Here are some fun facts: When Vince Carter made his debut in 1999, Fox was literally a baby. When Zach Randolph made his debut two seasons later, Fox was three. While most players from their era have decided to hang up the sneakers, the two veterans still aren’t done with the game they love.
Over the summer, Sacramento brought those two in to be veteran presences in the locker room and help guide the younger guys as they take in life in the NBA.
With that being said, did Fox ever imagine sharing the floor with them donning the same colors?
“Nah, not at all,” he told Basketball Insiders. “That’s crazy. I mean, I watched Z-Bo in Memphis a lot. Just watched him in the playoffs a lot. [Russell] Westbrook’s my favorite player, so I saw him in those series against OKC and against the Clippers. We all know what Vince Carter did. It’s weird just being able to say Vince Carter’s my teammate.”
“They’ve helped me tremendously,” Fox continued. “They both played with good PGs. They played with Mike [Conley] for so many years. Vince played with guys like Jason Kidd. They just—they know the game.

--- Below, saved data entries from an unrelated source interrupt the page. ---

PR #108, opened 2017-03-20
Fetch once

### LINKED ISSUE #96: File content is fetched multiple times
When adding a list of fetched content to `RemoteFileSystem.getTextDocumentContent()` and logging when content is fetched twice, you can see that apparently every single file is fetched at least twice (without having done any request besides `initialize`).

My suspicion is that this is because on `initialize` `ensureFilesForWorkspaceSymbols()` is called, whose result promise is memoized, but other places in the code (`ensureFilesForHoverAndDefinition()`? `ProjectConfiguration.init()`?) fetch them directly again.

### Solution
Eventually, these file contents will be added to the `InMemoryFileSystem`. This should be the source of truth for file contents and whether they are loaded or not. One difficulty I see here is the "dummy" placeholder that is added for some files (ideally this should be removed).

I want `InMemoryFileSystem` to be able to hold the workspace structure (as returned from `workspace/files`), but only _optionally_ hold a content for each file.
Additional benefit: `RemoteFileSystem.getWorkspaceFiles()` is currently memoized, instead should only be used to hydrate the structure of `InMemoryFileSystem` once (that is, *.ts, tsconfig.json, package.json), contents in the background and then all parts of the codebase should just interact with that (and invalidate / modify it as needed).

### TODO

- [x] Extend `InMemoryFileSystem` to differentiate whether a file does not _exist_ or is just not _loaded_ 
- [ ] Find out which functions call the remote file system to fetch files directly
- [ ] Adapt them
- [x] Remove memoization in `RemoteFileSystem` and hydrate the structure once on initialization
- [ ] Make `InMemoryFileSystem` available to `TypeScriptService` and the build handler, remove direct usage of `RemoteFileSystem` (for other purposes than hydration)

### Difficulties
- ~~`ProjectManager`'s, `ProjectConfiguration`'s and `InMemoryFileSystem`'s properties, methods and parameters are undocumented and I have a hard time understanding the semantics of each one~~
- ~~`InMemoryFileSystem.entries` is just `any`. It's hard for me to understand how the tree is typed.~~

wdyt @beyang @alexsaveliev

felixfbecker:
Closes #96 

This adds a new class, `FileSystemUpdater`. It handles syncing the remote file system with the in-memory file system and provides four methods: one for syncing structure, one for syncing content, and memoized versions of them.
Memoization is done by a new memoization helper that supports cancellation (it's complicated, but tested).

All syncing goes through this class, eventually I want to remove the `ensure*` methods from the ProjectManager and make every method use this class, but that is out of scope for this PR, for now I just adapted them.

The InMemoryFileSystem is extended to also have a dumb list of files that are _available_ in the workspace, but not necessarily fetched. Many parts of the server just iterate over the files and don't have to know the content of each file.

I recommend to review commit by commit.

Need to fix Windows tests, probably a `path.` that should have been `path.posix.`


src/fs.ts
```diff
@@ -82,3 +74,95 @@ export class LocalFileSystem implements FileSystem {
...
+	get(uri: string | undefined): Promise<void> | undefined {
+		let hit = super.get(uri);
+		if (hit) {
+			return hit;
+		}
+		// Find out if parent folder is being fetched already
+		hit = super.get(undefined);
+		if (hit) {
+			return hit;
+		}
```
alexsaveliev: Why `undefined` has precedence over parent URI?

src/project-manager.ts
```diff
@@ -733,11 +721,36 @@ export class InMemoryFileSystem implements ts.ParseConfigHost, ts.ModuleResoluti
...
-	 * @param path relative file path
-	 * @param content file content
+	 *
+	 * @param path File path, absolute or relative to rootPath
+	 * @param content File content
 	 */
 	addFile(path: string, content: string) {
+		// Ensure path is relative to rootpath
+		if (path_.posix.isAbsolute(path)) {
+			path = path_.relative(this.path, path);
```
alexsaveliev: Mix of `path._posix` and `path` looks a little bit suspicious

src/fs.ts
felixfbecker: `undefined` means no `base` was provided, in which case it defaults to the workspace root according to LSP

PR #109, opened 2017-03-21
Strict null checks

alexsaveliev:
- enabling `strictNullCheck`


src/project-manager.ts
```diff
@@ -761,14 +761,18 @@ export class InMemoryFileSystem implements ts.ParseConfigHost, ts.ModuleResoluti
...
 	}
 
 	/**
 	 * @param path file path (both absolute or relative file paths are accepted)
-	 * @return file's content in the following order (overlay then cache) if any
+	 * @return file's content in the following order (overlay then cache)
 	 */
-	readFile(path: string): string | undefined {
+	readFile(path: string): string {
+		return this.readFileImpl(path) || '';
```
felixfbecker: This looks like something that could cause hard to track bugs. Would it work to throw an error instead?

src/project-manager.ts
```diff
@@ -761,14 +761,18 @@ export class InMemoryFileSystem implements ts.ParseConfigHost, ts.ModuleResoluti
...
+	}
+
+	private readFileImpl(path: string): string | undefined {
```
felixfbecker: Name this something like `readFileIfExists` and document the difference to `readFile`

src/fs.ts
```diff
@@ -71,7 +71,7 @@ export class LocalFileSystem implements FileSystem {
 		return path.resolve(this.rootPath, uri2path(uri));
 	}
 
-	async getWorkspaceFiles(base?: string): Promise<string[]> {
+	async getWorkspaceFiles(base: string): Promise<string[]> {
```
felixfbecker: This must stay optional, I fixed the bug in my other branch:
https://github.com/sourcegraph/javascript-typescript-langserver/pull/108/files#diff-a987912cd3148bf666f759bdbf896718R66

src/typescript-service.ts
```diff
@@ -69,14 +69,14 @@ export class TypeScriptService implements LanguageHandler {
 
 	async initialize(params: InitializeParams, token = CancellationToken.None): Promise<InitializeResult> {
 		if (params.rootUri || params.rootPath) {
-			this.root = params.rootPath || util.uri2path(params.rootUri);
+			this.root = params.rootPath || util.uri2path(params.rootUri as string);
```
felixfbecker: To assert that a property exists, suffix with an exclamation mark

src/util.ts
```diff
@@ -213,7 +213,7 @@ export function symbolDescriptorMatch(query: rt.PartialSymbolDescriptor, sym: rt
 			continue;
 		}
 		if (key === 'package') {
-			if (!sym.package || !packageDescriptorMatch(query.package, sym.package)) {
+			if (!sym.package || !packageDescriptorMatch(query.package as rt.PackageDescriptor, sym.package)) {
```
felixfbecker: why this cast? Does `packageDescriptorMatch` accept `undefined` as possible value?

felixfbecker:
> fixed appveyor integration (I found no wget in Git directory but found it in C:\msys64, using it)

what do you mean with that? Git directory is added to get `bash` in PATH - what was broken?

alexsaveliev:
> what do you mean with that? Git directory is added to get bash in PATH - what was broken?

Seems so, at least for me:
https://ci.appveyor.com/project/alexsaveliev/javascript-typescript-langserver/build/44

felixfbecker:
Maybe they changed their bash script to now use `curl`. If it works, 👍

src/project-manager.ts
alexsaveliev: Won't work, sorry. There might be a case when TS compiler requests file that does not exists and if we'll throw an error it may break source analysis

src/project-manager.ts

src/fs.ts
alexsaveliev: done

src/typescript-service.ts
alexsaveliev: done

src/util.ts
alexsaveliev: replaced with an exclamation mark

It doesn’t always have to be a guy at your position to help you with basketball.”
Thanks to the talent level of this year’s rookie class and being a top-five pick, the outside expectations of Fox are high. He’s got elite skills that work perfectly in this league. All he has to do is harness those on a nightly basis and in a consistent manner.
Whatever lies ahead is unknown, but with the work Fox is putting in, it should come together with time, and one thing’s for sure—he’s going to do it his way.
“I ain’t worried about nothing,” Fox told Basketball Insiders. “Nah, I just go out and play basketball.”